AW: Razzia bei RTL und Pro Sieben Sat 1
RTL-Chefin: Grundverschlüsselung gut - kein Grund für Razzia
Die Chefin der Privatsendergruppe RTL, Anke Schäferkordt, hat einmal mehr die Grundverschlüsselung von Fernsehsignalen verteidigt und nur wenig Verständnis für eine Razzia in ihrem Haus und dem Münchner Konzern ProSiebenSat.1 wegen möglicher illegaler Absprachen geäußert.
"Wir finden das Vorgehen des Amtes erstaunlich, denn über alle größeren Projekte war und ist es informiert.

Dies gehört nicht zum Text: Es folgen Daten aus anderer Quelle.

PR #5296, opened 2026-02-26
feat(bench): track scan-perf stats over time via github-action-benchmark

mbutlerw:
Since moving scan-perf from K8s to GHA (29bf3be0f), we lost historical tracking — only a one-shot Slack message remained.

Uses github-action-benchmark to store results on a gh-pages branch and auto-generate timeseries charts at dev/bench/scan-perf/. Extracts total time and 4 profile scan stages from the bench log.

Uses -PbenchLogFile to produce a clean JSON-only log, avoiding jq parse errors from Gradle output mixed into stdout.

Results are only stored when running on main, so ad-hoc workflow_dispatch runs on feature branches won't pollute the historical data. Different parameter configs (n-items, id-type) appear as separate series.

Also removes the dead scan-perf entry from K8s chart configs.

Requires one-time setup: create orphan gh-pages branch and enable GitHub Pages in repo settings.

### DIFF
--- a/core/src/main/antlr/xtdb/antlr/Sql.g4
+++ b/core/src/main/antlr/xtdb/antlr/Sql.g4
@@ -584,7 +584,7 @@ whereClause : 'WHERE' searchCondition ;
 groupByClause : 'GROUP' 'BY' (setQuantifier)? groupingElement (',' groupingElement)* ;
 
 groupingElement
-    : columnReference # OrdinaryGroupingSet
+    : expr # ExpressionGroupingSet
     | '(' ')' # EmptyGroupingSet
     ;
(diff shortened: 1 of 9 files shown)


.github/workflows/scan-perf.yml
```diff
@@ -17,6 +17,9 @@ on:
   schedule:
     - cron: '0 19 * * 1-5'
 
+permissions:
+  contents: write
```
mbutlerw: Requires giving write permission to this action (so it can push to gh-pages branch). Does not appear to be easily scoped to a specific branch. Action is tagged to specific commit.

PR #5301, opened 2026-02-26
fix: pass real logOffset into BlockBoundary to fix latestProcessedMsgId metric flipflopping

egg-juxt:
See https://juxt.slack.com/archives/G018EA25K71/p1772125999666639

Alternative: just not update lastProcessedMsgId when offset < 0.

Passing a real offset was preferred because:
- FlushBlock is a real message, so it should update lastProcessedMsgId as well
- No special cases, no -1 surprises
- Would have needed to make msgId optional throughout ReplicaLogProcessor.processRecords, which would have been more of a hassle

Das betrifft auch die verschlüsselte Verbreitung unseres Programms im digitalen Kabel seit dem Jahr 2006. Wir haben das damals offiziell kommuniziert, und fünf Jahre später soll dieser Schritt nun generell infrage gestellt werden. Gleiches gilt für unsere HD-Angebote, auch hier lagen die Details vor", sagte Schäferkordt der "Welt am Sonntag". RTL treffe Entscheidungen "autonom".
Für ihr Plädoyer für eine Codierung von TV-Programmen bemühte Schäferkordt ausgerechnet die Muskikindustrie: "Was die Grundverschlüsselung betrifft, kann übrigens auch der Blick über den Tellerrand helfen: Die ist ja keine Erfindung von RTL. In vielen Ländern um uns herum verschlüsseln Sender ihre Programme längst - als Antwort auf die wachsende Gefahr der Piraterie in der digitalen Welt: Wir wollen eben nicht, dass uns dasselbe passiert wie der Musikindustrie, die zusehen musste, wie ihre teuer erstellten Inhalte im Internet geklaut und kopiert wurden".

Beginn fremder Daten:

PR #5312, opened 2026-03-02
fix(pgwire): disallow !Env in ATTACH DATABASE config

### LINKED ISSUE #5311: Disallow !Env within `ATTACH DATABASE`
Currently users can use `!Env` within the yaml config supplied to `ATTACH DATABASE` like so:
```sql
ATTACH DATABASE my_secondary WITH $$
  log: !Kafka
    cluster: kafkaCluster
    topic: !Env MY_TOPIC
$$
```

The `!Env` value is resolved at submission time and then baked into the configuration meaning all other nodes will use the values from the node it was submitted to.
This is misleading `!Env` looks dynamic but is actually a one-shot snapshot.

Akeboshiwind:
!Env tags are resolved at submission time on the submitting node, then the resolved value is baked into the source log via protobuf. Other nodes (or the same node after restart) use whatever was resolved at attach time, not their own environment — making !Env misleading.

Reject !Env in the YAML string before parsing, with a clear error message directing users to use literal values instead.

resolves #5311

### DIFF
--- a/core/src/main/clojure/xtdb/pgwire.clj
+++ b/core/src/main/clojure/xtdb/pgwire.clj
@@ -903,7 +903,11 @@
                                            :db-config (try
                                                         (or (some-> (.configYaml ctx)
                                                                     (sql/plan-expr env)
-                                                                    (Database$Config/fromYaml))
+                                                                    (as-> yaml
+                                                                      (do (when (re-find #"!Env\b" yaml)
+                                                                            (throw (IllegalArgumentException.
+                                                                                     "!Env is not supported in ATTACH DATABASE - environment variables are resolved at submission time and baked into the log, use literal values instead")))
+                                                                          (Database$Config/fromYaml yaml))))
                                                             (Database$Config.))
                                                         (catch Exception e
                                                           (throw (err/incorrect :xtdb/invalid-database-config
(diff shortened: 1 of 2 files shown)


Akeboshiwind:
### Chalk — Explored and backed out @Contextual serializer refactor

- [x] Explored regex-based !Env rejection in pgwire
- [x] Explored @Contextual refactor approach
- [x] Implemented tidy commit with @Contextual across 17 files
- [x] Discovered kaml YAML tree navigation limitations
- [x] Backed out all changes

<details><summary>Explored regex-based !Env rejection in pgwire</summary>

Implemented pattern matching to detect and reject !Env tags in incoming YAML before parsing. Initial implementation worked but required careful handling of multiline values and edge cases. Eventually reverted in favour of exploring architectural alternatives.

</details>

<details><summary>Explored @Contextual refactor approach</summary>

Investigated switching from @file:UseSerializers annotations to @Contextual serializers, allowing runtime selection between env-resolving and env-rejecting serializers based on context (e.g. ATTACH vs initial config). This approach decoupled serializers from their usage context.

</details>

<details><summary>Implemented tidy commit with @Contextual across 17 files</summary>

Created a tidy refactor commit converting serializer annotations across core, aws, azure, google-cloud, and kafka modules. The change itself was clean and architecturally sound. However, the downstream complexity made it not worthwhile.

</details>

<details><summary>Discovered kaml YAML tree navigation limitations</summary>

kaml (kotlinx.serialization YAML) uses an internal tree representation for tagged nodes (!Env, etc). Built-in kotlinx.serialization serializers fail when applied to these nodes with "Must call beginStructure()" errors. Custom logic is required to navigate and filter the YAML tree before serialization. This added significant complexity — effectively requiring a second YAML parser layer.

</details>

<details><summary>Backed out all changes</summary>

The @Contextual refactor approach was architecturally sound but the implementation complexity (custom kaml tree navigation + maintaining parallel serializer sets) was not justified by the benefit. Simpler alternatives (regex rejection, or targeted serializer overrides) would be more maintainable.

</details>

Kurios: Die Musikindustrie hatte aufgrund verbraucherfeindlicher Digital Rights Management Systeme (DRM) Millionen Konsumenten in die Illegalität verloren. Am Ende wurden sämtliche Kopierschutzmaßnahmen abgeschafft, seither erholen sich die digitalen Verkäufe weltweit - der befürchtete Untergang blieb aus. Möglicherweise hatte Schäferkordt das bei ihrem unglücklichen Vergleich nicht präsent. Handfeste Argumente für eine Verschlüsselung im Kabel oder auf terrestrischem Wege lieferte die RTL-Chefin nicht. In der Regel wollen Sender Signale codieren, weil sie aufgrund eingeschränkter Benutzung preiswerter an Inhalte wie Spielfilme oder Serien kommen bzw. zusätzliche Erlöse beispielsweise beim Verkauf von DVDs oder bei Video-On-Demand-Abrufen generieren können.

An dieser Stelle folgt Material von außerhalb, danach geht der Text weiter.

PR #5315, opened 2026-03-04
Add CDC demo docker-compose setup

Akeboshiwind:
Self-contained docker-compose stack for demoing end-to-end Debezium CDC into XTDB: source Postgres → Debezium Connect → Kafka → xtdb-cdc node → shared Kafka log → main XTDB node (queryable via pgwire).

See the README for instructions


refset:
Hey @Akeboshiwind if there's no testing associated with this, it would probably be best to live in https://github.com/xtdb/driver-examples (ultimately replacing one of the existing dirs (see `/debezium`, mostly likely, but getting in there in the first instance would be good)

Akeboshiwind:
Gah, saw your comment too late!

Fernsehen bleibt Leitmedium
Schäferkordt beharrte gleichzeitig darauf, dass das Fernsehen auch in Zukunft Leitmedium bleiben wird, trotz der Rivalität des Internet und dessen wachsenden Einfluss auf die jugendlichen Zuschauer. Sie begrüßte auch die Entscheidung einer Haushaltsabgabe für ARD und ZDF ab dem Jahr 2013, das fehlende Werbeverbot kritisierte die Managerin.
Auch der Konkurrent ProSiebenSat.1 kam nicht ungeschoren davon. Die Debatte über den Verkauf der Tochter N24 sei kontraproduktiv und löse "einen vorhersehbaren negativen Reflex" aus, sagte Schäferkordt der "Welt am Sonntag". Eine Regulierung brauche man nicht. Statt Sanktionen forderte die RTL-Chefin, darob nachzudenken, wie man Nachrichtenangebote ordnungspolitisch unterstützen könne.